If we knock out that regulatory RNA, does it change the pathogenesis of the bacterium? If it does, then we often move to a global approach where we would do RNA sequencing to discover all the genes that are misregulated, and then we would follow that gene or genes.

4. You did a fellowship in Vienna. Was there a specific reason why you went to Austria?

There was a program there called the Vienna International Postdoc Program. As a postdoctoral fellow, you had funding and a mentor research lab and a path for independence. There were great training opportunities that I don’t think you would get in a traditional postdoc program. They also have this amazing RNA biology/biochemistry community. It was a really great place to be for me in terms of the science that I was interested in, what I wanted to learn, and the ability to learn how to become an independent researcher in a safe environment. And I loved to travel and learn about other cultures, so I sought out an international postdoc.

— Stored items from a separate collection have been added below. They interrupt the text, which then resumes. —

PR #696, opened 2025-05-14
FIX: In the regression setting, cv=LeaveOneGroupOut() and cv=LeavePGroupsOut() are not working 

### LINKED ISSUE #542: In the regression setting, cv=LeaveOneGroupOut() and cv=LeavePGroupsOut() are not working
**Describe the bug**
In the regression setting, cv=LeaveOneGroupOut() and cv=LeavePGroupsOut() are not working

**To Reproduce**
Script to reproduce the behavior:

Lybecker enjoys wake surfing.
Lybecker enjoys wake surfing.

In Vienna, I worked on E. coli and learned all these great techniques and had excellent colleagues to exchange ideas with, and now I apply those to Borrelia. My lab is split in half. We do work on the Lyme disease agent, but we work in basic biology in E. coli. It’s much easier to work with E. coli because it is genetically tractable, grows quickly, and everything can be done a bit more quickly. I often try cutting-edge research in E. coli and if it works there, I move it to Borrelia.

5. How do you relax away from your lab?

I like to spend time outdoors hiking and trail running, and if I’m near water, I love wake surfing. And traveling. I love Austria because it was my home for four years, but we also spent a lot of time in Croatia and it is one of my favorite places to visit.